> _What the task requires_
Whenever a line in the records below contains "remix", pick it out.

> _Material provided_
PR #1488, opened 2024-11-21
Side help panel

samejr:
- Added a new side help menu that shows when you have >=1 task
- It doesn't display at all on the onboarding setup steps
- The open/close state of the panel persists in a cookie

Additional
- Button component now supports showing an icon after the shortcut
- Added an animated arrow component


apps/webapp/app/components/primitives/Buttons.tsx
```diff
@@ -258,13 +267,15 @@ export function ButtonContent(props: ButtonContentPropsType) {
...
-        {shortcut && (
-          <ShortcutKey
-            className={cn(shortcutClassName)}
-            shortcut={shortcut}
-            variant={variation.shortcutVariant ?? "medium"}
-          />
-        )}
+
+        {shortcut &&
+          (!props.shortcutPosition || props.shortcutPosition === "after-trailing-icon") && (
```
matt-aitken, line 272: It would be better to assign a default to `shortcutPosition` than do this. That way it will always have a value avoiding an undefined check here

matt-aitken (approved):

PR #1580, opened 2024-12-25
Add Support for Alternate Email Transports

### LINKED ISSUE #282: [TRI-951] Remove resend dependency from the webapp and replace with nodemailer and smtp

erin-allison:
Closes #282 
Supercedes #313 

## ✅ Checklist

- [x] I ran and tested the code works*

---

## Testing

Configured a local install for AWS SES and then SMTP, verifying each configuration properly sends a magic link email.

*I was unable to test Resend, as I do not have an account with them. The logic for Resend specifically, though, did not change, and it follows the same interface as the others, so there _shouldn't_ be any issues.

---

## Changelog

- Refactor `internal-packages/emails` to allow addition of alternative email transports (as opposed to just Resend API)
- Implement SMTP and AWS SES transports

---

## Screenshots

aws-ses
smtp

I have screen recordings of the testing saved, though I won't be sharing them publicly, as credentials (though they should be invalid by now) are visible. I am happy to provide them privately to the team for further validation, if necessary.

💯

--

## Breaking Change

This does introduce one small breaking change: currently to use Resend, all that needs to be specified is `RESEND_API_KEY`. As a result of needing to support varying config options, `EMAIL_TRANSPORT=resend` would need to be added to maintain the current behavior.

If this is not done, the application will default to the behavior of printing emails to the console, as if no email transport is configured.

This could be worked around by coding a special case for Resend due to existing deployments, but I didn't think it necessary unless was that deemed to be enough of a concern.

## Release Notes

- **New Features**
  - Enhanced email transport configuration options, including support for Resend, SMTP, and AWS SES.
  - Introduced a centralized email transport handling system for improved flexibility.
  - Added new mail transport classes for AWS SES, Resend, SMTP, and a null transport for logging.
  - New optional fields for email transport and alerting mechanisms in the environment schema.

- **Documentation**
  - Updated self-hosting guide with detailed instructions for email transport setup and configuration.
  - Enhanced clarity and usability of email configuration instructions.

- **Bug Fixes**
  - Improved clarity and usability of email configuration instructions.

### DIFF
--- a/apps/webapp/app/services/email.server.ts
+++ b/apps/webapp/app/services/email.server.ts
@@ -1,5 +1,6 @@
 import type { DeliverEmail, SendPlainTextOptions } from "emails";
 import { EmailClient } from "emails";
+import { MailTransportOptions } from "emails/transports";
 import type { SendEmailOptions } from "remix-auth-email-link";
 import { redirect } from "remix-typedjson";
 import { env } from "~/env.server";
@@ -13,7 +14,7 @@ const client = singleton(
   "email-client",
   () =>
     new EmailClient({
-      apikey: env.RESEND_API_KEY,
+      transport: buildTransportOptions(false),
       imagesBaseUrl: env.APP_ORIGIN,
       from: env.FROM_EMAIL ?? "team@email.trigger.dev",
       replyTo: env.REPLY_TO_EMAIL ?? "help@email.trigger.dev",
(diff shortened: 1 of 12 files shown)


erin-allison:
I'll be honest... I have no idea what's causing the typecheck to fail. I didn't know to run the typecheck command to validate, but now that I have run it, I get the same error locally.

```
Error: webapp:typecheck: app/services/email.server.ts(3,38): error TS2307: Cannot find module 'emails/transports' or its corresponding type declarations.
```

My IDE doesn't say anything's wrong and the code works. I'm guessing it's something small that I missed. Can someone have a look and point me in the right direction?

apps/webapp/app/services/email.server.ts
```diff
@@ -1,5 +1,6 @@
 import type { DeliverEmail, SendPlainTextOptions } from "emails";
 import { EmailClient } from "emails";
+import { MailTransportOptions } from "emails/transports";
```
matt-aitken: This causes a typecheck error because it's trying to access something not exported from the main file and it's not specified as a separate export in the package.json file.

I'd just re-export `MailTransportOptions` from the index file and change this import to be from `emails`.

matt-aitken (changes requested):
There's a TypeScript error when `pnpm run typecheck --filter webapp` is run. I've added a comment about why it's happening and an easy fix.

Having the default transport as undefined makes sense. It means people upgrading to this version will have to set some things to get alert emails to work again which is a bit annoying but I think on balance it's the right call because it's a better default for the future.

This is great, thanks!

apps/webapp/app/services/email.server.ts
erin-allison: Gah, there it is... thank you!

matt-aitken (approved):
Brilliant!

PR #1618, opened 2025-01-16
Throw an error for concurrent waits (with nice docs link)

matt-aitken:
## Problem

In the current version, you can't perform more that one "wait" in parallel.

Waits include:
- `wait.for()`
- `wait.until()`
- `task.triggerAndWait()`
- `task.batchTriggerAndWait()`
- And any of our functions with `wait` in the name.

This restriction exists because we suspend the task server after a wait, and resume it when the wait is done. At the moment, if you do more than one wait, the run will never continue when deployed, so we throw this error instead.

The most common situation this happens is if you're using `Promise.all` around some of our wait functions. Instead of doing this use our built-in functions for [triggering tasks](/triggering#triggering-from-inside-another-task). We have functions that allow you to trigger different tasks in parallel.

## Solution

Up until now we had some docs about this, but we didn't actually do anything at runtime to stop you doing this.

This PR adds an error when we detect two waits are called simultaneously. It has a link to a new section of our troubleshooting docs.

It also adds a nicer way of preventing retrying runs and hydrating errors into JSON.

## Summary by CodeRabbit

- **Documentation**
	- Added troubleshooting guidance for parallel wait operations
	- Clarified limitations of concurrent wait functions
	- Explained why multiple wait operations are not supported

- **New Features**
	- Introduced error handling for concurrent wait scenarios
	- Added specific error code for parallel wait attempts

- **Bug Fixes**
	- Prevented multiple simultaneous wait operations across runtime managers
	- Enhanced error reporting for concurrent wait issues

### DIFF
--- a/docs/troubleshooting.mdx
+++ b/docs/troubleshooting.mdx
@@ -80,6 +80,21 @@ Your code is deployed separately from the rest of your app(s) so you need to mak
 
 Prisma uses code generation to create the client from your schema file. This means you need to add a bit of config so we can generate this file before your tasks run: [Read the guide](/config/config-file#prisma).
 
+### `Parallel waits are not supported`
+
+In the current version, you can't perform more that one "wait" in parallel.
+
+Waits include:
+- `wait.for()`
+- `wait.until()`
+- `task.triggerAndWait()`
+- `task.batchTriggerAndWait()`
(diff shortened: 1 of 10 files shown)


nicktrn (approved):
:+1:

PR #1683, opened 2025-02-09
Expandable code blocks

samejr:
This adds a new "Expand" icon next to the copy button on all code blocks

CleanShot 2025-02-09 at 13 08 22

It opens the code in a large modal so you can view it more clearly

CleanShot 2025-02-09 at 13 09 27

It's default visible for all code blocks but can be turned off.

## Summary by CodeRabbit

- **New Features**
	- Introduced a modal view for code blocks, enabling users to open and interact with code in a dedicated popup with viewing and copy options.
- **Style**
	- Refined the appearance of modal titles for improved text readability and a cleaner user interface.


apps/webapp/app/components/code/CodeBlock.tsx
```diff
@@ -193,6 +200,9 @@ export const CodeBlock = forwardRef<HTMLDivElement, CodeBlockProps>(
   ) => {
     const [mouseOver, setMouseOver] = useState(false);
     const [copied, setCopied] = useState(false);
+    const [modalCopied, setModalCopied] = useState(false);
```
matt-aitken, line 203: Can't we use the existing copied state?

apps/webapp/app/components/code/CodeBlock.tsx
```diff
@@ -206,6 +216,19 @@ export const CodeBlock = forwardRef<HTMLDivElement, CodeBlockProps>(
       [code]
     );
 
+    const onModalCopied = useCallback(
```
matt-aitken, line 219: Can't we use the existing copy callback?

matt-aitken (changes requested):
It's hard to tell on my phone but are we duplicating all the syntax highlighting code? If so we should pull that out until a separate non-exported component.

apps/webapp/app/components/code/CodeBlock.tsx
samejr: I tried this at first but when you do, it triggers the copied UI to animated below the modal. You can see it through the modal's overlay and it looks like a bug.

matt-aitken (approved):

Arc-a-it:
@matt-aitken     I ran a **CLI experiment** on a large JS/TS repo.
A small, reasonable change was **BLOCKED** due to architectural blast radius.  
The decision was **arguable**, but it forced the question.

I wrote up the exact collision here :  
👉 [**[link to your arcvision-collision-proof repo]**](https://github.com/Arc-a-it/arcvision-collision-proof)

Curious if this would be unacceptable or useful in your world.

PR #1692, opened 2025-02-11
Docker compose migration

rharkor:
## ✅ Checklist

---

## Testing

- Checked the installation of the new docker compose version following the DOCKER_INSTALLATION.md
- Ran the commands `pnpm run docker` / `pnpm run docker:stop`

---

## Changelog

Replaced the old `docker-compose` version with the new `docker compose` command since the old one is deprecated, according to:
- https://docs.docker.com/compose/install/
- pnpm run build --filter webapp

---

💯

## Summary by CodeRabbit

- **Documentation**
  - Updated Docker Compose installation instructions to use the new Docker CLI plugin method with improved setup and verification steps.  
- **Chores**
  - Revised Docker-related script commands to adopt the updated `docker compose` syntax for managing services.


nicktrn:
Hey @rharkor - thanks for this! We should really get this in. Would be good if this didn't break existing dev setups.

Have you tested what happens to existing containers? Specifically:
1. The user ran docker using the old `docker-compose` command
2. The user runs it again with these changes, i.e. with `docker compose`
3. What happens to the existing resources? Are there any errors or duplicates?

I think I ran into issues with this previously. Would be great to know what happens before we get a chance to test the new instructions myself. Thanks again :pray:

rharkor:
Hey @nicktrn following the documentation it seems that you will need to stop every container before restarting theme because compose v1 use "_" and compose v2 use "-" as separator

https://docs.docker.com/compose/releases/migrate/

nicktrn:
Ah perfect, that's what I was looking for!

PR #1736, opened 2025-02-26
Remove Bun version warning

0x77dev:
## ✅ Checklist

---

## Changelog

- [Remove Bun version warning because issue was resolved](https://github.com/oven-sh/bun/issues/13799)

## Summary by CodeRabbit

- **Documentation**
  - Removed outdated warnings about specific Bun version requirements.
  - Updated guidance to streamline the setup process for Trigger.dev in Bun projects.
  - Introduced experimental support for Bun, simplifying the setup instructions.

### DIFF
--- a/docs/guides/frameworks/bun.mdx
+++ b/docs/guides/frameworks/bun.mdx
@@ -9,8 +9,6 @@ import Prerequisites from "/snippets/framework-prerequisites.mdx";
 import CliRunTestStep from "/snippets/step-run-test.mdx";
 import CliViewRunStep from "/snippets/step-view-run.mdx";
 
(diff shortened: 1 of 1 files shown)


ericallam:
@0x77dev is bun working for you?

HansKristoffer:
At this place https://github.com/triggerdotdev/trigger.dev/pull/1409/files it should also use the newest Bun version. It is right now difficult to work with Bun in Trigger.Dev because it is not using a new version of Bun.

nicktrn:
We should definitely use a more recent version and maybe make this configurable.

The reason this isn't quite as simple is that when we tested newer releases recently, there were still issues once deployed on our infra. Will have to give this another spin when we get a chance.

nicktrn:
We decided to remove our experimental Bun support entirely. Node will be the only supported runtime on v4+.

- https://github.com/triggerdotdev/trigger.dev/pull/2048

It was never well tested and there wasn't much demand in the community. Version updates became a problem due to bugs and incompatibilities, e.g. OTel and checkpoints. There were additional challenges with the node+bun image we had to use given our entry point only supports node and has to spawn bun processes.

PR #1737, opened 2025-02-26
Only allow a single dev queue consumer to dequeue at once

ericallam:


apps/webapp/app/v3/marqs/devQueueConsumer.server.ts
```diff
@@ -252,6 +262,37 @@ export class DevQueueConsumer {
...
+        logger.debug("Connection lost for more than 60 seconds, stopping the consumer", {
+          env: this.env,
+        });
+
+        await this.stop("Connection lost for more than 60 seconds");
+        return;
+      }
+
+      setTimeout(() => this.#doWork(), 1000);
+    }
```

> _Exercise answer_
 import type { SendEmailOptions } from "remix-auth-email-link";
 import { redirect } from "remix-typedjson";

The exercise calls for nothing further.